# Digicam bis 800€



## ME84 (15. Oktober 2002)

Hey ihr, ich suche eine Digicam, für bis zu 800€ Ich bin aber ziemlich angspruchsvoll. Also ich hätte gerne eine Spiegelreflex und am besten eine bei der man auch die Objektive tauschen kann. Gut wäre auch eine hohe Lichtempfindlichkeit usw. Im Analogen Bereich müsste das ja zu dem Preis ohne weiteres möglich sein, oder ?

Wie siehts da im Digitalbereich aus ?

Wie lange könnte es noch dauern bis es sowas gibt und wieviel müsste ich jetzt mehr ausgeben.

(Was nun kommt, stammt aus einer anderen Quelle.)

PR #6580, opened 2020-04-16
Add G-Max move validator illegality test

DaWoblefet:
Complements https://github.com/smogon/pokemon-showdown/commit/f194d31aacfcdd2edc33b95dd68738f84436c580

### DIFF
--- a/test/sim/team-validator.js
+++ b/test/sim/team-validator.js
@@ -492,6 +492,8 @@ describe('Team Validator', function () {
 		];
 		let illegal = TeamValidator.get('gen8anythinggoes').validateTeam(team);
 		assert(illegal);
+		illegal = TeamValidator.get('gen8customgame@@@-nonexistent').validateTeam(team);
+		assert(illegal);
 	});
 
 	/*********************************************************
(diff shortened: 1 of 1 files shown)


Zarel:
This is specifically about "g-max moves are invalid in Hackmons", in case that was unclear.

Zarel:
We don't need this for AG because AG already checks learnsets, which don't contain G-max moves.

test/sim/team-validator.js
```diff
@@ -486,6 +486,14 @@ describe('Team Validator', function () {
 		assert(illegal);
 	});
 
+	it('should reject exclusive G-Max moves added directly to a Pokemon\'s moveset', function () {
+		let team = [
+			{species: 'charizard-gmax', ability: 'blaze', moves: ['gmaxwildfire'], evs: {hp: 1}},
+		];
+		let illegal = TeamValidator.get('gen8anythinggoes').validateTeam(team);
+		assert(illegal);
```
Zarel, line 494:
```suggestion
		let illegal = TeamValidator.get('gen8anythinggoes').validateTeam(team);
		assert(illegal);
		illegal = TeamValidator.get('gen8balancedhackmons').validateTeam(team);
		assert(illegal);
```

TheImmortal: I would probably future-proof it and use ``gen8customgame@@@-nonexistent`` because gen 8 balanced hackmons might not exist on PS in some generation in the distant future.

PR #6584, opened 2020-04-16
Refactor Sockets to ProcessManager+TypeScript

Zarel:
This is fully working except for crash recovery.

Closes #5795


Zarel:
There's also a bunch of sockets tests that need to be rewritten now...

Zarel:
I spent a lot of time thinking about how ProcessManager should abstract something like this. In the end, I went for `RawProcessManager` - a process manager that specifically puts a single stream into a subprocess.

Kaiepi:
I wouldn't worry too much about the sockets tests. There's more work that needs to be done with sockets in order to make them testable in a more efficient way anyway.

Zarel:
The sockets tests are skipped right now, anyway. It turns out I just needed to fix `users-utils`. Now the only thing left is crash recovery.

Zarel:
@scheibo @Kaiepi I think you're the only ones with the right technical knowledge to review this.

Personally the part I'm most indecisive about are class names; I'm not a huge fan of `StreamWorker`.

Zarel:
(For the record, I'd still like a review, whenever you have time.)

PR #6587, opened 2020-04-18
Fix Technician interaction with Battery/Auras/PowerSpot

yghdj:
As pointed by @DaWoblefet, the interaction of Technician with some abilities boosting move BPs was faulty; Technician would apply even though the move was boosted over 60 BP. This should now be fixed. The concerned abilities are Fairy Aura, Dark Aura, Aura Break, Battery and Power Spot.

Also, according to [Bulbapedia](https://bulbapedia.bulbagarden.net/wiki/Technician_(Ability)), this behaviour doesn't apply to Steely Spirit. I'm not sure if I can trust Bulbapedia on this, and seeing as the only concerned move would be Metal Claw, which can only be learned by Scizor and is therefore unavailable in gen 8, this is not really checkable anyway. I coded it so that Technician would apply first.

https://github.com/smogon/pokemon-showdown/projects/3#card-25870312

### DIFF
--- a/data/abilities.js
+++ b/data/abilities.js
@@ -65,7 +65,7 @@ let BattleAbilities = {
 				move.aerilateBoosted = true;
 			}
 		},
-		onBasePowerPriority: 8,
+		onBasePowerPriority: 7,
 		onBasePower(basePower, pokemon, target, move) {
 			if (move.aerilateBoosted) return this.chainModify([0x1333, 0x1000]);
 		},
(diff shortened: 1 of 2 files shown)


DaWoblefet:
We actually haven't had any official research done on the relative locations of the Gen 8 BP modifiers (nor any confirmation on their relative locations, though it's probably (tm) the same). I'll check out if the new Gen 8 BP multipliers apply before or after Technician today, doubt we'll get it extremely precise though.

DaWoblefet:
Also, and I assume this is the case, but this change doesn't affect the damage formula in generations prior to 7 right?

Marty-D:
It looks like every single Ability prior to this change was using a `BasePowerPriority` of 7 or 8, which is completely pointless. Other than that this looks good, so I'll merge now and deal with the rest of the problems surrounding this once DaWoblefet has results. Thanks!

PR #6556, opened 2020-04-10
SSB: Update several ranks

Nolnis:
Update ranks of SSB fighters.

PR #6588, opened 2020-04-18
SSBB Ranks: Update

DeltaCoderr:
I think there are some more users who are recently promoted. I will update it soon.


Zarel:
Please do not make PRs for SSB updates anymore. They are now batched in #6556.

PR #3432, opened 2017-04-05
Fix Weather Ball Z-Move

QuiteQuiet:
This fixes the Z-Weather Ball interaction with weather. As far as I'm aware, every other type-changing move retains their base typing with Z-Moves, so Weather Ball should be the only exception here?

There might be a better way than to rely on Weather Ball's `onModifyMove` to resolve the typing, but without reimplementing it again, I don't know how.

PR #6592, opened 2020-04-19
Fix Max Move base move source from leaking

DaWoblefet:
Currently, Max Moves are sending `sourceEffect` of their base move when the original move type isn't identical to source move type. This results in the server leaking which base move was used. For example:

|move|p2a: Nine lives|Max Flare|p1a: Smeargle|[from]Weather Ball
|move|p1a: Silvally|Max Flutterby|p2a: Necrozma|[from]Multi-Attack

It's more apparent with Weather Ball because it has a custom string attached to its Z-move transformation, but it's getting sent with any Max Move that dynamically changes typing, e.g. https://replay.pokemonshowdown.com/gen8doublescustomgame-1099210961.

### DIFF
--- a/data/scripts.js
+++ b/data/scripts.js
@@ -161,11 +161,9 @@ let BattleScripts = {
 			move = this.getActiveZMove(move, pokemon);
 		}
 		if (maxMove && move.category !== 'Status') {
-			let moveType = move.type;
 			// Max move outcome is dependent on the move type after type modifications from ability and the move itself
 			this.singleEvent('ModifyType', move, null, pokemon, target, move, move);
 			this.runEvent('ModifyType', pokemon, target, move, move);
-			if (move.type !== moveType) sourceEffect = move;
 		}
 		if (maxMove || (move.category !== 'Status' && sourceEffect && /** @type {ActiveMove} */(sourceEffect).isMax)) {
 			move = this.getActiveMaxMove(move, pokemon);


DaWoblefet:
Just so it's clear, I don't think there's any Max Moves on cartridge with a custom string attached to it. See examples for comparison:
https://www.youtube.com/watch?v=5C6JfhhXn2w&t=1487s
https://youtu.be/TalIrfSpPCk?t=131

Zarel:
Looks like this was copied from Z-Weather Ball:

https://github.com/smogon/pokemon-showdown/commit/143ea606fda93686dac12d5772830ccd1f526d96#diff-3b4e4b552bbef3758b2f3596fb94ae2fR159

It's probably safe to remove.

Zarel:
Looks like the Z-Weather Ball code was added here:

#3432

It also looks like it was a mistake. Can you try removing that (`if (move.type !== 'Normal') sourceEffect = move;`) and seeing what happens?

DaWoblefet:
Dropping that line prevents the client from recognizing the proper `sourceEffect` to display Weather Ball's custom message. I tried setting `sourceEffect = this.dex.getActiveMove('Breakneck Blitz');` but the client didn't recognize it because it didn't know it was Weather Ball anymore. The string associated with Z-Weather Ball is unique in Gen 7 so it's not an information leak there. Breakneck Blitz turned into [Z-move] due to the weather!

Zarel:
Oh! Maybe it should have a comment explaining that's what it's fore.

Also wenn jemand Ahnung hat, dann schreibt doch einfach mal was ihr mir so empfehlen würdet.


----------



## vetterfunk (15. Oktober 2002)

sowas gibts nicht mal auf ebay....

spiegelreflex incl. tausschbares objektiv gibts erst ab 2500€ oder so was ich weiss.

olympus e-10 ist eine super kamera, spiegelreflex 4mp, gutes lichtstarkes objektiv, kostet aber auch schon 1200€, auf ebay eventuell 600-800

mehr ist in dieser preisklasse momentan nicht drinn


----------



## Vitalis (15. Oktober 2002)

Ne also digital fängts da bei 2000 Euro an oder so.. und zwar ohne Objektiv ^^ und wenn dann noch mehr Objektive kommen und Zubehör..........

Es gibt da allerdings Cams mit einem LCD im Sucher und wo Du alles manuell einstellen kannst, inklusive Fokussieren. Außerdem ein Objektiv mit Superzoom z.B. 35 bis 200mm. Das gibt dann ein SLR-ähnliches Feeling.. für rund 750 Euro.


----------



## suentjie (15. Oktober 2002)

ich hätte gerne einen nuklearsprengkopf... möglichst unter 2000€


----------



## goela (16. Oktober 2002)

> ich hätte gerne einen nuklearsprengkopf... möglichst unter 2000€


Falsches Forum!  

Als für 800Euro gibt's sowas wirklich noch nicht! Einzig was mal vor 2 Jahren auf der CBit vorgestellt wurde, war ein digitaler Filmeinsatz für normale Spiegelreflexkameras! Damit können digitale Bilder mit einer normalen Spiegelreflexkamera gemacht werden. Preis wurde damals mit ca. 2000 DM angepeilt! Ob es aber schon auf dem Markt ist weiss ich nicht!!


----------



## Vitalis (16. Oktober 2002)

Hier ein Artikel über das von goela:
http://www.digitalkamera.de/Info/News/15/07.htm


----------



## goela (17. Oktober 2002)

Danke Vitalis für den Link! Jetzt bin ich wieder uptodate, was diese Sache angeht!
Traurig, dass die es innerhalb der zwei Jahre nicht geschafft haben das Produkt Marktreif hinzubekommen!!! Damals an der CeBit klang dies so als wäre es schon Marktreif!


----------



## human (20. Oktober 2002)

Du könntest dir vielleicht die FinePix S602 Zoom etwas genauer ansehen. Sie kostet zwar offiziell noch etwa 950Euren, sollte aber z.B. mit Hilfe von guenstiger.de sehr viel billiger zu bekommen sein. Problematisch könnte es vielleicht mit der Verfügbarkeit werden, aber das siehst du ja dann.

Klick


----------



## mageDSA (25. Oktober 2002)

Eine Canon Ixus V² hab ich mir heute zugelegt und macht tolle Fotos


----------